__WHAT THE TASK REQUIRES__.
Where does the string "easier" appear? Copy every line of the entries below that holds it.
[PROVIDED RECORDS Boundary: Start]
PR #68, opened 2023-04-26
Enable convertSphericalToCartesian to handle latitudes across poles

fmahebert:
The atlas library generates points with latitudes outside the usual [-90°, 90°] interval, for example halo points on a regular Gaussian grid. Passing these points through eckit's `convertSphericalToCartesian` throws an exception because the code expects latitudes within the usual interval.

This PR preserves the current default behavior, but adds the option to renormalise points with latitudes "across the pole".

(I'd be happy to update the PR to remove the bool and always apply the renormalisation, if that is the preferred behavior. This would enable the change to propagate transparently to atlas without adding the bool, but would affect users who relied on the exception for points outside [-90,90]).

### DIFF
--- a/src/eckit/geometry/Sphere.cc
+++ b/src/eckit/geometry/Sphere.cc
@@ -12,9 +12,7 @@
 
 #include <algorithm>
 #include <cmath>
-#include <ios>
 #include <limits>
-#include <sstream>
 
 #include "eckit/exception/Exceptions.h"
 #include "eckit/geometry/CoordinateHelpers.h"
@@ -33,17 +31,13 @@ static const double radians_to_degrees = 180. * M_1_PI;
 
 static const double degrees_to_radians = M_PI / 180.;
 
-static constexpr std::streamsize max_digits10 = std::numeric_limits<double>::max_digits10;
-
 inline double squared(double x) {
     return x * x;
 }
 
 //----------------------------------------------------------------------------------------------------------------------
 
-double Sphere::centralAngle(const Point2& Alonlat, const Point2& Blonlat) {
-    using namespace std;
-
+double Sphere::centralAngle(const Point2& Alonlat, const Point2& Blonlat, bool normalise_angle) {
     /*
      * Δσ = atan( ((cos(ϕ2) * sin(Δλ))^2 + (cos(ϕ1) * sin(ϕ2) - sin(ϕ1) * cos(ϕ2) * cos(Δλ))^2) /
      *            (sin(ϕ1) * sin(ϕ2) + cos(ϕ1) * cos(ϕ2) * cos(Δλ)) )
@@ -60,6 +54,11 @@ double Sphere::centralAngle(const Point2& Alonlat, const Point2& Blonlat) {
      * }
      */
 
+    if (!normalise_angle) {
+        assert_latitude_range(Alonlat[1]);
+        assert_latitude_range(Blonlat[1]);
+    }
+
     const Point2 alonlat = canonicaliseOnSphere(Alonlat);
     const Point2 blonlat = canonicaliseOnSphere(Blonlat);
 
@@ -67,15 +66,17 @@ double Sphere::centralAngle(const Point2& Alonlat, const Point2& Blonlat) {
     const double phi2   = degrees_to_radians * blonlat[1];
     const double lambda = degrees_to_radians * (blonlat[0] - alonlat[0]);
 
-    const double cos_phi1   = cos(phi1);
-    const double sin_phi1   = sin(phi1);
-    const double cos_phi2   = cos(phi2);
-    const double sin_phi2   = sin(phi2);
-    const double cos_lambda = cos(lambda);
-    const double sin_lambda = sin(lambda);
+    const double cos_phi1   = std::cos(phi1);
+    const double sin_phi1   = std::sin(phi1);
+    const double cos_phi2   = std::cos(phi2);
+    const double sin_phi2   = std::sin(phi2);
+    const double cos_lambda = std::cos(lambda);
+    const double sin_lambda = std::sin(lambda);
 
-    const double angle = atan2(sqrt(squared(cos_phi2 * sin_lambda) + squared(cos_phi1 * sin_phi2 - sin_phi1 * cos_phi2 * cos_lambda)),
-                               sin_phi1 * sin_phi2 + cos_phi1 * cos_phi2 * cos_lambda);
+    const double angle = std::atan2(std::sqrt(squared(cos_phi2 * sin_lambda)
+                                              + squared(cos_phi1 * sin_phi2
+                                                        - sin_phi1 * cos_phi2 * cos_lambda)),
+                                    sin_phi1 * sin_phi2 + cos_phi1 * cos_phi2 * cos_lambda);
 
     if (types::is_approximately_equal(angle, 0.)) {
         return 0.;
@@ -102,7 +103,7 @@ double Sphere::centralAngle(const double& radius, const Point3& A, const Point3&
 }
 
 double Sphere::distance(const double& radius, const Point2& Alonlat, const Point2& Blonlat) {
-    return radius * centralAngle(Alonlat, Blonlat);
+    return radius * centralAngle(Alonlat, Blonlat, true);
 }
 
 double Sphere::distance(const double& radius, const Point3& A, const Point3& B) {
@@ -155,7 +156,8 @@ void Sphere::greatCircleLongitudeGivenLatitude(const Point2& Alonlat, const Poin
     Clon2 = lon.size() > 1 ? lon[1] : std::numeric_limits<double>::signaling_NaN();
 }
 
-void Sphere::convertSphericalToCartesian(const double& radius, const Point2& Alonlat, Point3& B, double height) {
+void Sphere::convertSphericalToCartesian(
+    const double& radius, const Point2& Alonlat, Point3& B, double height, bool normalise_angle) {
     ASSERT(radius > 0.);
 
     /*
@@ -170,6 +172,10 @@ void Sphere::convertSphericalToCartesian(const double& radius, const Point2& Alo
      * These three conditionings combined project very accurately to the sphere
      * poles and quadrants.
      */
+
+    if (!normalise_angle) {
+        assert_latitude_range(Alonlat[1]);
+    }
 
     const Point2 alonlat = canonicaliseOnSphere(Alonlat, -180.);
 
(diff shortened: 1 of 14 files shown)


FussyDuck:
[CLA assistant check](https://bol-claassistant.ecmwf.int:443/ecmwf/eckit?pullRequest=68) <br/>Thank you for your submission! We really appreciate it. Like many open source projects, we ask that you sign our [Contributor License Agreement](https://bol-claassistant.ecmwf.int:443/ecmwf/eckit?pullRequest=68) before we can accept your contribution.<br/><sub>You have signed the CLA already but the status is still pending? Let us [recheck](https://bol-claassistant.ecmwf.int:443/check/ecmwf/eckit?pullRequest=68) it.</sub>

fmahebert:
@wdeconinck, pinging you as requested.

fmahebert:
> Regarding the boolean flag, I would remove it, as well as the exception throwing.

Done. The second commit halfway undoes the first commit, so this'll be easier to review as a total diff.

fmahebert:
For increased safety, I could handle cases where latitudes are outside [-270,270] ("across two poles") either by throwing an exception or by generalizing the normalization a bit more. Opinions on this?

fmahebert:
I've made the normalisation of the latitudes more robust and added and a new test case. I think I'm satisfied, let me know what you think.

src/eckit/geometry/Sphere.cc
```diff
@@ -197,9 +190,23 @@ void Sphere::convertSphericalToCartesian(const double& radius, const Point2& Alo
...
+     * invariant under this transformation, the normalisation procedure is
+     * simplified to only perform the longitude phase shift.
      */
 
-    const double lambda_deg = normalise_longitude(Alonlat[0], -180.);
+    // We normalise the latitude by calling the logically-identical normalise_longitude.
+    const auto& normalise_latitude = normalise_longitude;
+    const bool lat_across_pole = (normalise_latitude(Alonlat[1], -90.) > 90.);
+
+    const double lambda_deg = normalise_longitude(Alonlat[0] + (lat_across_pole ? 180. : 0.), -180.);
```
MarekWlasak, line 209: Hi - Maybe I am missing something but I can't quite see how you are dealing with the South Pole.

wdeconinck:
```
const bool lat_across_pole = (normalise_latitude(Alonlat[1], -90.) > 90.);
```
does not apply normalisation to the used latitude. It just checks if values are between -90 and +90.
`normalise_latitude(Alonlat[1], -90.)` -> always value between -90. and 270.
So I'm wondering, how is this different from
```
const bool lat_across_pole=(Alonlat[1] > 90. || Alonlat[1] < -90.);
```

tlmquintino:
I would like @pmaciel to review this as this may have impact to https://github.com/ecmwf/mir

src/eckit/geometry/Sphere.cc
fmahebert: If the input latitude has sufficiently large values that it "wraps around the poles" a few times, then the two are different. This is because a point can have very large latitudes still be in the same hemisphere. As an extreme example, consider `(lon,lat) = (x,370)`; this point is also `(x,10)`, in the same hemisphere, and the coordinates can be "fixed" without needing to shift the longitude.

In this example...
- `(Alonlat[1] > 90. || Alonlat[1] < -90.)` would evaluate to true, even though we do not want to shift the longitude value
- `normalise_latitude(Alonlat[1], -90.)` returns 10, which is in [-90,90], consistent with not editing the longitude

Does that help? Or have I missed something?

fmahebert: @MarekWlasak the statement `normalise_latitude(Alonlat[1], -90.)` means that points "below the south pole" are re-labeled with a latitude "above the north pole"... e.g. `lat=-100 --> lat=260`. Using the `normalise_latitude` function avoids writing complicated branching to achieve the desired behavior.

fmahebert: Do I need to write more documentation? :)

pmaciel:
Hi @MarekWlasak, this is a very welcome change, because it addresses a fundamental issue on the assumptions regarding spherical coordinates: that we normalise the longitude, but not the latitude -- asserting that latitudes are within [-90, 90].

Let me add that this is an improvement, definitely. I have recently written very similar code to handle exactly this case (for a different project, this code returns normalised coordinates):
`        lat = normal(lat, -90.);

        if (lat > 90.) {
            lat = 180. - lat;
            lon += 180.;
        }

        return {lat, lat == -90. || lat == 90. ? 0. : normal(lon, lon_minimum)};
`
However, there are two issues with this PR:

1. Is keeping the assumption [-90 <= lat <= 90 ] (the one we are removing) useful? My opinion (like yours, and @wdeconinck) is to remove this assumption -- but the consequence is that maybe asserting on [-90 <= lat <= 90 ] has to be moved downstream the ECMWF software stack (Atlas and MIR.) This ihas been very useful in the past, for robustness on user requests (in the millions per day) and improving the software stack. For this, we need the input from @tlmquintino and @wdeconinck (before discussion, I'm supporting this change)
2. That this PR is not complete: This is only affecting eckit::geometry::Sphere::convertSphericalToCartesian, but not the method (in the same class) centralAngle. And, in addition, EllipsoidOfRevolution::convertSphericalToCartesian and polygon::LonLatPolygon::contains (this specific one being optional).

Whichever direction we do, this can be brought in quite quickly, as this code is really well tested. So discussion should take place first.

fmahebert:
@pmaciel Thanks for your feedback. I'll be happy to address (2), if the conclusion after discussing (1) is to proceed.

src/eckit/geometry/Sphere.cc
fmahebert: @MarekWlasak can you clarify what discontinuity you're referring to? This is just choosing a consistent "branch cut" of the periodic coordinates before converting to cartesian coordinates... I don't expect anything will be discontinuous in the output space...

fmahebert:
@pmaciel @wdeconinck Is there any update on whether item (1) is satisfactory? I don't want to put in the work for (2) if the PR will be rejected, but if doing (2) would help acceptance, I can do it now, just let me know...

pmaciel:
Hi @fmahebert, sorry to not get back sooner. We decided to proceed with (1), ie. remove these assertions and apply similar changes to the remainder of the code. The other classes/method I listed is not comprehensive, but sufficient for this PR, could you please do these too?

I suggest to rename normalise_longitude to normalise_angle (and remove normalise_latitude).

fmahebert:
@pmaciel Thanks! I've added 3 commits that make the same change to methods `Sphere::centralAngle`, `EllipsoidOfRevolution::convertSphericalToCartesian` and `LonLatPolygon::contains`, and also renames to `normalise_angle`.

I've also added a 4th commit that pulls all this common logic into a helper function — this may be a tad less efficient (a few more computations and stack variables), but should be easier to maintain. Up to you if you want this commit, if not I'll revert it.

pmaciel:
Hi @fmahebert , @ytremolet, sorry for the late reply. Yes, for me this is done -- thank you for the contribution. 

I'm currently working on additional functionality that will supercede this (it will include a PointLonLat type, similar to Atlas/MIR) but in the meantime this is a great addition. We will follow this with changes downstream to protect against wrongly calculated latitudes.

pmaciel:
@fmahebert please note, recently a PR was merged into the develop brach moving the code base to C++17 (as a minimum requirement). This is planned for a release soon. Can you please rebase your PR to an updated develop tree? Thanks! (sorry for the extra work!)

fmahebert:
@pmaciel I've rebased; please let me know if there's anything else.

Your described future developments on this front sound good too :)

pmaciel (approved):

pmaciel:
From internal discussions, so that we can smoothly transition the behaviour, I've added an extra argument (bool normalise_angle = false) where appropriate. This is an API change, to make optional the assertion -90<=lat<=90 (which is still the default ebhaviour), so you might need minor adaptations.

I've made the necesary changes, including updating the new unit tests.

fmahebert:
@pmaciel Sorry for the slower response this time; I've merged your commit and added a tiny test fix as well.

tlmquintino:
For what I can see there is a missing test for the assert / throw, when normalise_angle = false, ie. EXPECT_THROWS(...)

fmahebert:
Added some new test statements for the throw

DJDavies2:
I am getting a compile failure with this:

/home/d03/frwd/cylc-run/eckit-68/share/mo-bundle/eckit/tests/geometry/test_polygon.cc:388:0: error: unterminated argument list invoking macro "EXPECT_THROWS_AS"
 }
 
/home/d03/frwd/cylc-run/eckit-68/share/mo-bundle/eckit/tests/geometry/test_polygon.cc: In function 'void eckit::test::test_88(std::__cxx11::string&, int&, int)':
/home/d03/frwd/cylc-run/eckit-68/share/mo-bundle/eckit/tests/geometry/test_polygon.cc:270:9: error: 'EXPECT_THROWS_AS' was not declared in this scope
         EXPECT_THROWS_AS(poly.contains({lonmid, 180. - latmid}, eckit::BadValue);
         ^~~~~~~~~~~~~~~~
/home/d03/frwd/cylc-run/eckit-68/share/mo-bundle/eckit/tests/geometry/test_polygon.cc:270:9: error: expected '}' at end of input
/home/d03/frwd/cylc-run/eckit-68/share/mo-bundle/eckit/tests/geometry/test_polygon.cc:270:9: error: expected '}' at end of input
/home/d03/frwd/cylc-run/eckit-68/share/mo-bundle/eckit/tests/geometry/test_polygon.cc: At global scope:
/home/d03/frwd/cylc-run/eckit-68/share/mo-bundle/eckit/tests/geometry/test_polygon.cc:270:9: error: expected '}' at end of input
gmake[2]: *** [eckit/tests/geometry/CMakeFiles/eckit_test_geometry_polygon.dir/test_polygon.cc.o] Error 1
gmake[1]: *** [eckit/tests/geometry/CMakeFiles/eckit_test_geometry_polygon.dir/all] Error 2

This is with gnu 7.3.0.

fmahebert:
> there is a parenthesis missing to be closed

... serves me right for pushing an "easy" fix without compiling! 🙃 

Fixed.

tlmquintino (approved):
Looks ok now

fmahebert:
Thanks @pmaciel @tlmquintino and @wdeconinck for iterating on this!

wdeconinck:
@tlmquintino, @simondsmart, please could we create a tagged release with this API change, so I can ensure this API exists in Atlas with a version check?

danovaro:
@wdeconinck just released with tag 1.24.0

PR #935, opened 2016-07-06
Use update time to detect if kmem limits have been set

### LINKED ISSUE #841: sysconfig_notcgo does not implement GetLongBit

vishh:
This PR should also fix #841 

xref: https://github.com/kubernetes/kubernetes/issues/27204

#841 needs to be fixed to make it possible to update libcontainer version in kubernetes.

cc @cyphar @crosbymichael @dubstack

### DIFF
--- a/libcontainer/cgroups/fs/memory.go
+++ b/libcontainer/cgroups/fs/memory.go
@@ -5,15 +5,14 @@ package fs
 import (
 	"bufio"
 	"fmt"
-	"math"
 	"os"
 	"path/filepath"
 	"strconv"
 	"strings"
+	"time"
 
 	"github.com/opencontainers/runc/libcontainer/cgroups"
 	"github.com/opencontainers/runc/libcontainer/configs"
-	"github.com/opencontainers/runc/libcontainer/system"
 )
 
 type MemoryGroup struct {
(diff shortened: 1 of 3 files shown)


vishh:
cc @mrunalp

libcontainer/cgroups/fs/memory.go
```diff
@@ -28,53 +27,65 @@ func (s *MemoryGroup) Apply(d *cgroupData) (err error) {
...
+			return err
+		}
+	}
 	// We need to join memory cgroup after set memory limits, because
 	// kmem.limit_in_bytes can only be set when the cgroup is empty.
-	_, err = d.join("memory")
-	if err != nil && !cgroups.IsNotFound(err) {
+	if _, jerr := d.join("memory"); jerr != nil && !cgroups.IsNotFound(jerr) {
+		err = jerr
 		return err
```
mrunalp: could just return jerr

mrunalp:
Looks fine except for one nit.

libcontainer/cgroups/fs/memory.go
vishh: `err` needs to be set for the defer function to execute.

vishh:
ping @LK4D4 @cyphar @crosbymichael @dqminh

mrunalp:
LGTM

libcontainer/cgroups/fs/memory.go
```diff
@@ -28,53 +27,65 @@ func (s *MemoryGroup) Apply(d *cgroupData) (err error) {
...
-		// We have to set kernel memory here, as we can't change it once
-		// processes have been attached to the cgroup.
-		if err := s.SetKernelMemory(path, d.config); err != nil {
-			return err
-		}
+	// reset error.
+	err = nil
+	if path == "" {
+		// Invalid input.
+		return fmt.Errorf("invalid path for memory cgroups: %+v", d)
```
hqhq: We don't do this in other subsystems because the only case that `path == ""` is when `err != nil` which will return in the above, so maybe remove this for consistency?

hqhq:
LGTM

PR #936, opened 2016-07-07
libcontainer: Add a helper func to set CriuPath

macrosheep:
Added a helper func to set CriuPath for LinuxFactory.

Signed-off-by: Yang Hongyang <imhy.yang@gmail.com>

### DIFF
--- a/libcontainer/factory_linux.go
+++ b/libcontainer/factory_linux.go
@@ -103,6 +103,15 @@ func TmpfsRoot(l *LinuxFactory) error {
 	return nil
 }
 
+// CriuPath returns an option func to configure a LinuxFactory with the
+// provided criupath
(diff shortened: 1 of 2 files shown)


hqhq:
Sorry but I don't see the benefit, why would we do this?

macrosheep:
[PROVIDED RECORDS Boundary: End]
__ANSWER BELOW__.
Done. The second commit halfway undoes the first commit, so this'll be easier to review as a total diff.
I've also added a 4th commit that pulls all this common logic into a helper function — this may be a tad less efficient (a few more computations and stack variables), but should be easier to maintain. Up to you if you want this commit, if not I'll revert it.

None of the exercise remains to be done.